__What you will do__
Print back every record below, exactly as it stands.

[Excerpts from a dataset]
-- Opening Marker --

PR #1341, opened 2022-10-31
Fix nodejs package and path

Thoralf-M:
# Description of change

Fix nodejs package and path

## Type of change

Locally with `npm pack` and install

## Change checklist

### DIFF
--- a/client/bindings/nodejs/lib/bindings.ts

-- Closing Marker --

__Exercise output__
PR #1341, opened 2022-10-31
Fix nodejs package and path

Thoralf-M:
# Description of change

Fix nodejs package and path

## Type of change

Locally with `npm pack` and install

## Change checklist

### DIFF
--- a/client/bindings/nodejs/lib/bindings.ts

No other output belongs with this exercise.